Interesting point. Even better might be to suggest adding 'Vignette' as a category to the Story Master, since 'Other' always makes me think that a writer just hasn't bothered to decide.
Zeke : I think that sometimes a vignette may be only a opening and an ending twist with no character development or plot.
Zeke
Sometimes that is true, although sometimes there is no ending intended and it is all character development.
Coolhand : Hey Ben,nice newsletter. i agree your example is certainly a very, very short story, but a short story. Keep up the great work.
Thanks!
sarahreed: Thanks for going over the differences between a short story and a vignette.

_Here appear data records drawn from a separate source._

PR #5381, opened 2025-03-21
feat(frontend): Fee context will use bigint instead of BigNumber

AntonioVentilii:
# Motivation

To smooth the migration, we replace `BigNumber` with `bigint` in the fee context.

# Changes

- Make interface `TransactionFeeData ` accept `amount` as `bigint` instead of `BigNumber`. NOTE: when we will migrate to `ethers` v6 we can switch back to using the built-in `FeeData` interface.
- Transform the results of provider method `getFeeData` into `bigint`. NOTE: it will not be necessary anymore when we migrate to `ethers` v6.

# Tests

Existing tests were sufficient.


src/frontend/src/eth/components/fee/FeeContext.svelte
```diff
@@ -59,9 +59,19 @@
 
 			const { getFeeData } = infuraProviders(sendToken.network.id);
 
+			const { gasPrice, maxPriorityFeePerGas, maxFeePerGas } = await getFeeData();
+
+			const feeDataBigInt = {
```
DenysKarmazynDFINITY, line 64: This const is temporary, right? Otherwise, it would probably make sense to have this manipulations directly in the store (`setFee`), but if it's only until we upgrade to ethers 6 then all good.

AntonioVentilii: completely temporary: as soon as we update ethers, this one will give an error (`.toBigInt` does not exists anymore), and I will have to remove it, since it is redundant with the return of `getFeeData`

DenysKarmazynDFINITY: cool!

DenysKarmazynDFINITY (approved):
LGTM, thanks

PR #5383, opened 2025-03-21
test(frontend): add missing ConvertWizard tests

DenysKarmazynDFINITY:
# Motivation

While working on another PR, I noticed that ConvertWizard.spec is missing some test suites.


AntonioVentilii (approved):
Yes, tests are always good! Tks!

PR #5388, opened 2025-03-21
feat(frontend): Logo button component

daviddecentage:
# Motivation

For the upcoming refactoring of several token lists, we create a super-generic logo button component that can be adjusted via props to fit all variants that we might need.

# Changes

New component added

# Tests

Title and titleEnd
image

With description
image

With description and descriptionEnd
image

Big logo
image

Selectable
image

No dividers
image

With subtitle
image

With toggle passed in action slot:
image

Example with badge and icons like a token card
image


AntonioVentilii (commented):
We have the component `NetworkLogo` , can that one be changed/modified?

daviddecentage:
> We have the component `NetworkLogo` , can that one be changed/modified?

This component would also be used for the token cards/buttons. Also, the goal is to replace the existing components and simplify the UI structure

src/frontend/src/lib/components/ui/LogoButton.svelte
```diff
@@ -0,0 +1,85 @@
...
+	export let rounded = true;
+
+	let hasTitleSlot: boolean;
+	$: hasTitleSlot = nonNullish($$slots['title']);
+
+	let hasSubtitleSlot: boolean;
+	$: hasSubtitleSlot = nonNullish($$slots['subtitle']);
+
+	let hasTitleEndSlot: boolean;
+	$: hasTitleEndSlot = nonNullish($$slots['titleEnd']);
```
DenysKarmazynDFINITY, line 20: In the codebase, we usually use dash-case for slot names, can you please adjust this file accordingly for the sake of consistency?

daviddecentage: sure, that was a remnant since I first had it as props but figured we might wanna pass elements too

DenysKarmazynDFINITY (approved):
LGTM, thanks

AntonioVentilii (approved):

PR #5390, opened 2025-03-21
refactor(frontend): use built-in type instead of BigInt()

AntonioVentilii:
# Motivation

It is unnecessary to use `BigInt(XYZ)` since we can use the built-in type `XYZn`.


DenysKarmazynDFINITY (approved):
LGTM, thanks

PR #5398, opened 2025-03-24
fix(frontend): fixes token view page reload

BonomoAlessandro:
# Motivation

When a user opens the `token view` and the token cannot be loaded within 5 seconds, the `manage token modal` is opened. If a user opens the `token view` and then navigates away, the `manage token modal` gets still opened. To resolve this issue the timeout should be terminated when the page is closed.

# Tests

**before:**

https://github.com/user-attachments/assets/3d1f6718-5093-4911-857e-c81e348650b3

**after:**

https://github.com/user-attachments/assets/91a74509-a292-4c42-9dfa-b8e4408dbcf2


src/frontend/src/lib/components/transactions/Transactions.svelte
```diff
@@ -24,16 +24,20 @@
 			token.name === $routeToken && $routeNetwork && token.network.id.description === $routeNetwork
 	);
 
+	let timeout: NodeJS.Timeout | undefined;
```
AntonioVentilii, line 27: just for consistency

```suggestion
	let timer: NodeJS.Timeout | undefined;
```

src/frontend/src/lib/components/transactions/Transactions.svelte
```diff
@@ -24,16 +24,20 @@
...
+
 	onMount(() => {
 		// Since we do not have the change to check whether the data fetching is completed or not, we need to use this fallback timeout.
 		// After the timeout, we assume that the fetch has failed and open the token modal.
-		setTimeout(() => {
+		timeout = setTimeout(() => {
```
AntonioVentilii, line 32:
```suggestion
		timer = setTimeout(() => {
```

src/frontend/src/lib/components/transactions/Transactions.svelte
```diff
@@ -24,16 +24,20 @@
...
 			if (isNullish($pageToken) && nonNullish($routeToken) && nonNullish(token)) {
 				modalStore.openManageTokens();
 			}
 		}, FALLBACK_TIMEOUT);
 	});
 
+	onDestroy(() => clearTimeout(timeout));
```
AntonioVentilii, line 39:
```suggestion
	onDestroy(() => clearTimeout(timer));
```

AntonioVentilii (approved):
Good one! Tks!

PR #5401, opened 2025-03-24
feat(e2e): completely hide the carousel

AntonioVentilii:
# Motivation

The carousel is difficult to handle for the E2E tests, causing quite a bit of flakiness for each change that we do. That makes the E2E tests unreliable, and they lose their importance.

Since we need them more than ever, for now we just `mask` the carousel, looking for stable tests.

We will work to have a permanent state of the carousel as priority in another PR.


inc-man (approved):
LGTM, only thing I would add is a different mask color in the playwright config. Something as in:

maskColor: "#172846"

AntonioVentilii:
@inc-man  I feel like the more it is evident the more we will remembered that it is a temporary masking and we need to fix it, and there is some component there

PR #5407, opened 2025-03-24
feat(frontend): use bigint mocked balance instead of BigNumber

AntonioVentilii:
# Motivation

We have a few constants that are mocked balances as `BigNumber`. However, we are deprecating them in favour of `bigint`, for the coming upgrade to `ethers` v6.


DenysKarmazynDFINITY (approved):
LGTM, thanks

PR #5408, opened 2025-03-24
refactor(frontend): no type-derivation for TransactionUiCommon

AntonioVentilii:
# Motivation

The interface TransactionUiCommon should not depend on the transaction type of ethers package. It should be independent inside OISY since it involves all possible networks. So we explicitly define the `from`, `to` and `blockNumber` properties.

Note that `to` may be undefined for transactions that are approvals, or that do not require a counterparty.


DenysKarmazynDFINITY (approved):
LGTM, thanks

PR #8557, opened 2025-08-29
feat(frontend): principal/accountId flag for LLM to filter contacts

DenysKarmazynDFINITY:
# Motivation

For LLM to properly filter contacts in the send IC/ICRC tokens flow, we need to introduce an additional flag `isPrincipal` and update the prompts accordingly.


AntonioVentilii (approved):
LGTM tks!

PR #8566, opened 2025-08-29
refactor(frontend): Move `AuthClient` creation methods to API module

AntonioVentilii:
# Motivation

As per suggestion in https://github.com/dfinity/oisy-wallet/pull/8398#discussion_r2309713548, we move the creation methods of AuthClient inside the auth-client API module.


src/frontend/src/lib/utils/auth.utils.ts
```diff
@@ -1,29 +1,9 @@
-import { authClientStorage } from '$lib/api/auth-client.api';
+import { createAuthClient } from '$lib/api/auth-client.api';
```
peterpeterparker: Should everything move to the api?
i.e. not having references on api from utils at all

AntonioVentilii: No preference here: I just thought we still wanted to segregate the `loadIdentity` util, just to have it in a different scope, boh

What do you prefer?

peterpeterparker: I would move `loadIdentity` to the api as well and keep the stateless `isAlternativeOrigin` and `getOptionalDerivationOrigin` in the utils.

AntonioVentilii: Done!

PR #8572, opened 2025-08-30
feat(frontend): render AI console inside the footer

DenysKarmazynDFINITY:
# Motivation

We need to move the AI console inside the footer so the soical icons can be properly rendered when the console is open. It also solves the positioning issues.

Screenshot 2025-08-30 at 12 01 24

Screenshot 2025-08-30 at 12 01 17


daviddecentage (approved):
LGTM

PR #8579, opened 2025-09-01
feat(frontend): implements mapCustomTokenSection function

BonomoAlessandro:
# Motivation

Since we are able to map `TokenSection` to `CustomTokenSection` we also want to be able to map it back.

# Changes

- implements `mapCustomTokenSection` function


daviddecentage (approved):
LGTM

PR #8591, opened 2025-09-01
test(backend): Test if a user agreement is updated with the date

AntonioVentilii:
# Motivation

A small test to verify that we really modify the user agreements even if just the updated-date is modified.


src/shared/src/impls.rs
```diff
@@ -199,21 +200,22 @@ impl TokenVersion for StoredUserProfile {
...
 }
 
+impl UserAgreement {
+    fn without_accept_ts(mut self) -> Self {
+        self.last_accepted_at_ns = None;
+        self
+    }
+}
+
 impl UserAgreements {
```
DecentAgeCoder: You should be able to remove this dedicated equals implementation.

You can basically just call:
        if current.eq(&new_agreements) {
            return Ok(self.clone());
        }

AntonioVentilii: changed

DecentAgeCoder (approved):
LGTM! Thanks

PR #8592, opened 2025-09-01
refactor(backend): Create result type for method `update_user_network_settings`

AntonioVentilii:
# Motivation

To be more consistent, we can use a specific result type for method `update_user_network_settings`.


src/shared/src/types/result_types.rs
```diff
@@ -139,16 +139,31 @@ impl From<Result<Vec<Contact>, ContactError>> for GetContactsResult {
...
     /// The user's show testnets was set successfully.
     Ok(()),
     /// The user's show testnets was not set due to an error.
     Err(SetTestnetsSettingsError),
 }
-
-impl From<Result<(), SetTestnetsSettingsError>> for SetUserShowTestnetsResult {
-    fn from(result: Result<(), SetTestnetsSettingsError>) -> Self {
+impl From<Result<(), SaveTestnetsSettingsError>> for SetUserShowTestnetsResult {
+    fn from(result: Result<(), SaveTestnetsSettingsError>) -> Self {
```
AntonioVentilii:
```suggestion
impl From<Result<(), SetTestnetsSettingsError >> for SetUserShowTestnetsResult {
    fn from(result: Result<(), SetTestnetsSettingsError >) -> Self {
```

DecentAgeCoder (approved):
LGTM! Thanks

PR #8604, opened 2025-09-01
feat(frontend): implements NftCollectionActionButtons

BonomoAlessandro:
# Motivation

We want to display the different possible actions, like marking the collaction as spam or hidden, on the nft collection page.

# Tests

image

image

image


daviddecentage (approved):
LGTM

PR #8606, opened 2025-09-01
fix(frontend): Correct strings when showing agreements modal

AntonioVentilii:
# Motivation

THe strings for never-seen and updated agreements were inverted in the modal.


daviddecentage (approved):
LGTM

PR #8607, opened 2025-09-01
refactor(backend): Expand agreements when updating

AntonioVentilii:
# Motivation

Small refactoring to catch all possible fields of agreements when updating.


DecentAgeCoder (approved):
LGTM!

PR #8619, opened 2025-09-02
fix(frontend): Remove flickering of Agreements modal

AntonioVentilii:
# Motivation

If the user already accepted the agreements and logs in, there is an instant where the Agreements modal shows. That is because the user profile is still not loaded. We adjust the User profile loader guard to await a loaded user profile.

### Before

https://github.com/user-attachments/assets/907779c2-1032-474a-b72b-ca24ab18af66

### After

https://github.com/user-attachments/assets/b8498aae-6dec-4c75-a26a-13d48cba0ca1


BonomoAlessandro (approved):
LGTM

PR #8634, opened 2025-09-02
test(e2e): fix homepage e2e test

SYInacta:
# Motivation

Fix e2e tests so they follow and run 

# Changes

Made changes to homepage e2e tests.
Added script to run e2e tests with all checks.

# Tests

Homepage tests.


e2e/utils/pages/homepage.page.ts
```diff
@@ -101,6 +101,22 @@ abstract class Homepage {
 		this.#isMobile = isMobile;
 	}
 
+	private async closeBanners(): Promise<void> {
+		const betaBannerCloseButton = this.#page
```
AntonioVentilii, line 105: do we have the banner in E2E env? i don't think that is the intention, so we should remove it at source then

e2e/utils/pages/homepage.page.ts
```diff
@@ -101,6 +101,22 @@ abstract class Homepage {
...
+			.locator('div:has-text("This is a beta release")')
+			.locator('[aria-label="Close"]');
+		if (await betaBannerCloseButton.isVisible()) {
+			await betaBannerCloseButton.click();
+		}
+
+		const testBannerCloseButton = this.#page
```
AntonioVentilii, line 112: same

AntonioVentilii:
Stale E2E fix from 2025 with no activity for >6 months; the affected tests/pages have changed since. Closing — please reopen against current main if still needed.

PR #8639, opened 2025-09-02
feat(frontend): Persist WalletConnect connection on reload

AntonioVentilii:
# Motivation

When we reload the page, we would like to persist the WalletConnect connection. 

# Changes

- Add method `getActiveSessions` to WalletConnect `listener` object.
- Reactively, if all the necessary addresses are loaded, try to reconnect, without deleting existing sessions.
- If no active sessions present, we reset the `listener` for good measure.

# Tests

Manual test:

https://github.com/user-attachments/assets/25716c6c-e2d2-432a-a90d-9d282118f33c

### DIFF
--- a/src/frontend/src/eth/derived/erc721.derived.ts
+++ b/src/frontend/src/eth/derived/erc721.derived.ts
@@ -3,7 +3,6 @@ import { erc721CustomTokensStore } from '$eth/stores/erc721-custom-tokens.store'
 import type { Erc721CustomToken } from '$eth/types/erc721-custom-token';
 import type { Erc721TokenToggleable } from '$eth/types/erc721-token-toggleable';
 import { enabledEvmNetworksIds } from '$evm/derived/networks.derived';
-import { nonNullish } from '@dfinity/utils';
 import { derived, type Readable } from 'svelte/store';
 
 /**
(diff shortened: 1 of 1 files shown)


src/frontend/src/lib/components/wallet-connect/WalletConnectSession.svelte
```diff
@@ -364,6 +371,55 @@
 
 	$: walletConnectPaired.set(nonNullish(listener));
 
+	const reconnect = async () => {
+		// If the listener is already initialized, we don't need to do anything.
+		if (nonNullish(listener)) {
+			return;
+		}
+
+		if ($loading || isNullish($ethAddress) || isNullish($solAddressMainnet)) {
```
DenysKarmazynDFINITY: `initWalletConnect` expects sol address as an optional param - do we want to return early if it's null here?

AntonioVentilii: Good catch! I copied the same logic as the connection, but it is wrong there too... Basically, it should raise an error if ETH address is nullish AND (not OR) SOL mainnet address is nullish


I will modify it here and adjust the rest in another PR.

PR #511, opened 2021-12-17
Transaction Modal

### LINKED ISSUE #473: Transaction Modal
Currently DXvote does not provide an insight of a signed transaction. The new modals will allow the user to have more insight about the state of the transaction and allows access to etherscan:
Bildschirmfoto 2021-12-07 um 18 59 46

### Waiting for Confirmation:
Bildschirmfoto 2021-12-07 um 19 00 22
This Modal needs to appear before metamask pops up. it indicates to the user that he/she needs to sign the transaction in her/his wallet.

### Transaction Submitted:
Bildschirmfoto 2021-12-07 um 19 01 28
Comes after the user has signed/broadcasted the transaction via wallet/metamask. If a user clicks on View on Explorer he/she will get redirected (with a new tab) to etherscan or blockscout. The user can close the modal with the close icon or the close button.

### Transaction Rejected:
Bildschirmfoto 2021-12-07 um 19 03 52

Figma design specification:
https://www.figma.com/file/cjLng0AbOKuDj9r5oZVDmR/Wireframe?node-id=1239%3A4052

Check out how the modal should work with our playground by joining the guild via staking:
https://www.figma.com/proto/cjLng0AbOKuDj9r5oZVDmR/Wireframe?page-id=747%3A4460&node-id=747%3A4461&viewport=499%2C48%2C0.09&scaling=min-zoom&starting-point-node-id=747%3A4461&show-proto-sidebar=1

hhamud:
* Closes  #473 
* Refactors common Modal component
* Creates additional modal components for the different transaction states
* Creates new `Flex` and `Circle` components
* Creates hook and context for using modal anywhere throughout the guild app


src/components/Guilds/common/Modal/transaction.tsx
```diff
@@ -0,0 +1,128 @@
...
+type TransasctionModalProps = Pick<ModalProps, 'isOpen' | 'onDismiss' | 'onCancel'>;
+
+export const Container = styled.div`
+  display: flex;
+
+  flex-direction: column;
+
+  align-items: center;
+
+  padding: 24px;
```
luchux: spaces between lines? . Colors variables should be theme.

src/components/Guilds/common/Modal/transaction.tsx
```diff
@@ -0,0 +1,128 @@
...
+  </div>
+);
+
+//@TODO: make dynamic
+
+const WaitingForTransactionContent: React.ReactElement = (
+  <Container>
+    <PendingCircle height="86px" width="86px" color="black" />
+
+    <div style={{ marginBottom: '16px', marginTop: "16px" }}>
```
luchux: no inline styles pls...

src/components/Guilds/common/Modal/transaction.tsx
```diff
@@ -0,0 +1,128 @@
...
+      <ContainerText>Waiting For Confirmation</ContainerText>
+      <ContainerText lineHeight="20px" fontSize="14px" fontWeight="500">
```
luchux: why so many props here? 
is possible to extend components in styled components. So each version could be an extended version with its own css styles for height, font-size, etc. For now ok, but careful with this approach of styling by props

luchux (dismissed):

src/components/Guilds/common/Modal/transaction.tsx
hhamud: im not sure why yarn formatted it like that. I'll fix it manually at the end.

src/components/Guilds/common/Modal/transaction.tsx
hhamud: I thought it would be excessive to create a component just to set the margins. I will create a unique component for this.

src/components/Guilds/common/Modal/transaction.tsx
hhamud: You're right I got lazy with this. I will extend the components instead.

src/components/Guilds/common/Modal/transaction.tsx
luchux: yes, although is only used once, is good idea to encapsulate it in a styled component. You can extend other component with styles too if you need to add that margin but in this case is a container for more than 1 element.

rossneilson:
The changes here to modal affect other modals also, not something we should be doing.

This should likely be a higher level utility we can use to display the modal from anywhere in the app without needing to render it in the related component. We can move this work to another issue, your call, but it should be more generic

rossneilson:
CSS issues here on normal modal, first image is from preview deploy, second is develop
Screenshot 2022-01-12 at 18 39 55
Screenshot 2022-01-12 at 18 40 30

rossneilson:
Also not sure this is quite what I was meaning by my previous comments, although its an improvement by moving the logic into its own component.
What would be better is rendering this on the highest level beside the contexts and using a hook exposing a method to pass a transaction and make the modal appear with it's details. This would mean it could be called from anywhere in the code similar to how we do or will do with toast notifications.

hhamud:
> Also not sure this is quite what I was meaning by my previous comments, although its an improvement by moving the logic into its own component. What would be better is rendering this on the highest level beside the contexts and using a hook exposing a method to pass a transaction and make the modal appear with it's details. This would mean it could be called from anywhere in the code similar to how we do or will do with toast notifications.

That would be data integration and would be in the next stage. At this point the main aim is to  ensure the CSS and modal changes that this PR makes wouldn't break other components. I'll fix the CSS issues that you've mentioned and then rework the changes that you require in a different PR.

mprasanjith:
image

I suppose we can close the Lock DXD panel at this point? Feel free to ignore if this isn't a scenario that would actually happen after wiring up data.

src/GuildsApp.tsx
```diff
@@ -38,58 +39,60 @@ const GuildsApp = () => {
...
-                  to="/rinkeby/0x9cdc16b5f95229b856cba5f38095fd8e00f8edef"
-                />
-                <Redirect
-                  exact
-                  from="/:chain_name"
-                  to="/:chain_name/0x9cdc16b5f95229b856cba5f38095fd8e00f8edef"
-                />
-                <Route exact path="/:chain_name/:guild_id">
-                  <GuildsContextProvider>
+            <TransactionModalProvider>
```
rossneilson: Is there a reason this is above Global style?

rossneilson:
I'm seeing some strange behaviour in mobile view that isn't present in develop. 
I also think the modal is being rendered underneath in the next screen in mobile

Screenshot 2022-01-17 at 10 20 03

src/hooks/useFilterCriteria.ts
```diff
@@ -113,7 +113,7 @@ export const useFilterCriteria = (): useFilterCriteriaReturns => {
     ]);
 
     setLoading(false);
-  }, []);
+  }, [daoStore]);
```
rossneilson: Dont understand why this is here

src/GuildsApp.tsx
hhamud: no, I just picked a spot and slotted it in. I'll place it somewhere else

hhamud:
> I'm seeing some strange behaviour in mobile view that isn't present in develop. I also think the modal is being rendered underneath in the next screen in mobile
> 
> Screenshot 2022-01-17 at 10 20 03

This weird behaviour happens also in develop, 
image

It's because of the description proposal text not wrapping around within the box, so this causes all the modals to break.

Regarding the second issue of the modal appearing behind the lock dxd modal, madusha had pointed it out [here](https://github.com/DXgovernance/dxvote/pull/511#issuecomment-1014326531) and the same reason applies here as well, I chose to create the modal there only for reviewing purposes.

Once this PR goes through, then the next stage can go ahead and I can remove the modal from triggering at that spot and ensure that the modal only appears after closing the lock dxd modal notification.

src/hooks/useFilterCriteria.ts
hhamud: Good catch there, I cannot remember why I changed that. I'll remove it.

rossneilson (dismissed):
Looks good, nice implementation!
Could you make some follow up issues for the parts mentioned in comments?

rossneilson (approved):

PR #520, opened 2021-12-21
Feature/ens resolving optimizations

### LINKED ISSUE #492: Optimize ENS resolving
Right now resolved ENS names and avatar URLs are not cached anywhere. As this is quite expensive to resolve, we should look at caching it in session / local storage. These cached values should also expire after some time.

mprasanjith:
Resolving ENS names and avatars are expensive operations. This PR caches the fetched ENS data in local storage with expiration times of 1 day. [Fixes #492.]

This also adds two new hooks (`useLocalStorage` and `useLocalStorageWithExpiration`) that would come in handy in the future for anyone using local storage.

After trying to have a more complex data structure with a single key in local storage, I reverted to using a flat structure. It's quite hard to keep localStorage and React state in sync when there are multiple parallel reads and writes to the same key it seems. Hope this is good enough.

image

(The undefined key is intentional here. We have a scenario where the useENSAddress hook is passed `undefined` as the address.)


rossneilson (approved):
Nice implementation, very clean and works well. Likely worth stress testing some more once we have a bunch of ENS being shown everywhere but looks great.

PR #526, opened 2021-12-27
Add PendingAction enum, fix redeem state for contribution reward

AugustoL:


rossneilson (approved):
Looks good, nice seeing the enum, looking forward to getting rid of old schemes and all their strange edge cases

src/components/Proposal/Status/index.tsx
```diff
@@ -27,23 +27,26 @@ const Status = () => {
...
-    daoService.execute(proposalId);
+  const executePendingAction = function (pendingAction) {
+    switch (pendingAction) {
+      case 4:
+        daoService.redeemContributionReward(
+          networkContracts.daostack.contributionRewardRedeemer,
+          scheme.address,
+          scheme.votingMachine,
+          proposalId,
+          proposal.to[0]
```
rossneilson, line 38: Think this is incorrect, Dave seems to think it should be current account being sent here, not the `to` address which is just the controller
#537

PR #527, opened 2021-12-27
fix: Fixing executed proposal order

### LINKED ISSUE #429: Ordering issue on new schemes
It seems ordering is again broken.

New scheme proposals are being sorted upside down on executed proposals. Most easily seen on xdai where there is a mix of old and new schemes. Old schemes are fine but new ones are upside down and difficult to find without filtering. 

Screenshot 2021-11-26 at 11 35 09

rossneilson:
This was fixes previously but I think was removed when migrating to a hook.
Also removing old unused code

Closes #429

### DIFF
--- a/src/hooks/useFilterCriteria.ts
+++ b/src/hooks/useFilterCriteria.ts
@@ -18,11 +18,15 @@ interface useFilterCriteriaReturns {
   loading: boolean;
 }
 
-export const orderByNewestTimeToFinish = (a: any, b: any) =>
-  a.finishTime - b.finishTime;
+export const orderByNewestTimeToFinish = (
+  a: ProposalsExtended,
+  b: ProposalsExtended
+) => a.finishTime - b.finishTime;
 
-export const orderByOldestTimeToFinish = (a: any, b: any) =>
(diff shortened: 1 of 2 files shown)


src/hooks/useFilterCriteria.ts
```diff
@@ -19,6 +18,12 @@ interface useFilterCriteriaReturns {
   loading: boolean;
 }
 
+export const orderByNewestTimeToFinish = (a: any, b: any) =>
```
MiltonTulli: Not sure if the intention is not to use a lot of types. But `(a: ProposalsExtended, b: ProposalsExtended)` sounds appropriate. ( for both `orderByNewestTimeToFinish` and `orderByOldestTimeToFinish` )

MiltonTulli (dismissed):

src/hooks/useFilterCriteria.ts
rossneilson: Nice spot, I was just copy pasting. Fixed now

MiltonTulli (approved):

PR #534, opened 2021-12-29
Feature/create pagination proposals hook

### LINKED ISSUE #528: Add pagination to proposal fetching
Currently, we are fetching proposal ids then just fetching every proposal object for all ids. This is fine now but of course wont scale well. (src/hooks/guilds/useProposals.ts)
We don't yet have designs for pagination in guilds yet but we can implement it on the backend for now. 

- Get all proposalIds for the guild
- Fetch further proposal data based on current page passed to hook
- Save already fetched proposal objects

We should calculate the number of pages based on total proposals and pagesToDisplay. The hook could then return the proposal objects in an array based off of `currentPage`. This could be in the form of a usePaginatedProposals() which uses other hooks which are responsible for storing/caching the total proposals available.

MiltonTulli:
## Summary
Create usePaginatedProposals hook

## Issue(s)
https://github.com/DXgovernance/dxvote/issues/528


rossneilson (approved):
Looks fantastic, a few things spring to mind about how we can improve this but need to consider more about how we are updating and showing data in the future. For now a great start using contexts and splitting up ids from proposal data

mprasanjith (approved):

PR #550, opened 2022-01-06
Feature/multichain provider

mprasanjith:
This PR lets DXvote to connect to all networks at the same time.

We previously had code to have a persistent Mainnet connection for use cases such as accessing ENS names, NFT avatars and mainnet REP numbers. This expands on the previous implementation to allow DXvote to connect to all networks at the same time. To do this, existing web3-react based implementation has been replaced by Ethers.js. Existing code in both DXvote and Guilds has been updated to reflect the changes.

The new `useJsonRpcProvider` hook allows to obtain a Ethers JsonRpcProvider to any network just by passing in the chain ID.
```js
const provider = useJsonRpcProvider(chainId)
```

If no parameter is passed, it returns the current wallet Web3 connection. 
```js
const walletWeb3Provider = useJsonRpcProvider()
```


luchux (approved):
works nice! the cool looks good, improvements are coming into future PRs!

It was very enlightening.
Thanks!
Catherine Hall : Very valid. I didn't know what a vignette was but I now realise I have enjoyed reading them, and later pondering about how, for instance, the conflict resolved. Thank you.
There certainly are times when a vignette is used intentionally to allow the reader to ponder how it ends, or even how it began. Thanks for your insight.
Submitted stories
"I see why you defended the Short Story. I did not get an explanation to what a vignette was, or a defined difference between the two. What is a vignette? I agree that the definition of a SS requires a goal, motivation, conflict and resolution. Is a vignette one of these only? Would the above submitted story be a SS or a vignette?"
I'd have to say that it's a vignette. Very clever and compelling, but there is no real arc of a story. What has happened, has happened. If you were to show her frustration with Little David, searching for a resolution, the finally finding it, you would have a short story. Nonetheless, this is fun as it is.
"Good advice. The story above was edited, re-edited, reviewed with TextAloud, then edited again and I could still edit it everytime I look at it. Eventually, you reach the point of diminishing returns and go fish for a publisher."
I always find it hard to know when to say 'when!' Best of luck as you look for a publisher.